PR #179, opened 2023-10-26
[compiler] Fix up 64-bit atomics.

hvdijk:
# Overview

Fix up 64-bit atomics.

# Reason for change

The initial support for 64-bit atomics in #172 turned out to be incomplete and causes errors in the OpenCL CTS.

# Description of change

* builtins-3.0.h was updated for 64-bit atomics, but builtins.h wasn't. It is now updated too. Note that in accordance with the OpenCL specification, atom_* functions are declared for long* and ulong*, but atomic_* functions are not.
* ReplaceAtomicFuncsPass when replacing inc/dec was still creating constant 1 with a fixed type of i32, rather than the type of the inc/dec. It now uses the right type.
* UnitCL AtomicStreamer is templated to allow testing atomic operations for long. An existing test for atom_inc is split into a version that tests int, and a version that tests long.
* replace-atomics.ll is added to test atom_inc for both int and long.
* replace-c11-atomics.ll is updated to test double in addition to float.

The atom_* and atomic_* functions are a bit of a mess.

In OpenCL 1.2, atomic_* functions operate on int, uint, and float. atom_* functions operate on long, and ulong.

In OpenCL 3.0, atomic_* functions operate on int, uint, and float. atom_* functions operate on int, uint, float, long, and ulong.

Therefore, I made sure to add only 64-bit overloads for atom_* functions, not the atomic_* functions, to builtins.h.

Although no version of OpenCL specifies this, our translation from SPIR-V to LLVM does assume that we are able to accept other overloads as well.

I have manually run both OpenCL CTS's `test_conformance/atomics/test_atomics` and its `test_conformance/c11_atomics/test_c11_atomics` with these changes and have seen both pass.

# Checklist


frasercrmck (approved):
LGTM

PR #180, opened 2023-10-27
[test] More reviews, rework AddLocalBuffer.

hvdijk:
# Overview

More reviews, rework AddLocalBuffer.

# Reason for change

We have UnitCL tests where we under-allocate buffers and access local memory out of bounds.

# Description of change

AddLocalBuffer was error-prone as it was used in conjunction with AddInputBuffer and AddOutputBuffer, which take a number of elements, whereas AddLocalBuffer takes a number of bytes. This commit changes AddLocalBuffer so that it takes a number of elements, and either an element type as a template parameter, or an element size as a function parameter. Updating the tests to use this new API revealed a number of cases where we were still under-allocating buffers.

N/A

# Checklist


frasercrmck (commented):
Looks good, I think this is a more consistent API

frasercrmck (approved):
==
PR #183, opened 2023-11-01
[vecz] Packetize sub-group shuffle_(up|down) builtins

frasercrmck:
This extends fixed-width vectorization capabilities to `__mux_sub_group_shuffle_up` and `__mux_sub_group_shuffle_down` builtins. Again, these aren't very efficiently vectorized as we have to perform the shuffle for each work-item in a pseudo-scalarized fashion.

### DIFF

Work instructions: Begin at the line above that has "PR #179, opened 2023-10-26" and stop after the line that has "The atom_* and", copying each line exactly and adding nothing else.

Exercise result:
PR #179, opened 2023-10-26
[compiler] Fix up 64-bit atomics.

hvdijk:
# Overview

Fix up 64-bit atomics.

# Reason for change

The initial support for 64-bit atomics in #172 turned out to be incomplete and causes errors in the OpenCL CTS.

# Description of change

* builtins-3.0.h was updated for 64-bit atomics, but builtins.h wasn't. It is now updated too. Note that in accordance with the OpenCL specification, atom_* functions are declared for long* and ulong*, but atomic_* functions are not.
* ReplaceAtomicFuncsPass when replacing inc/dec was still creating constant 1 with a fixed type of i32, rather than the type of the inc/dec. It now uses the right type.
* UnitCL AtomicStreamer is templated to allow testing atomic operations for long. An existing test for atom_inc is split into a version that tests int, and a version that tests long.
* replace-atomics.ll is added to test atom_inc for both int and long.
* replace-c11-atomics.ll is updated to test double in addition to float.

The atom_* and atomic_* functions are a bit of a mess.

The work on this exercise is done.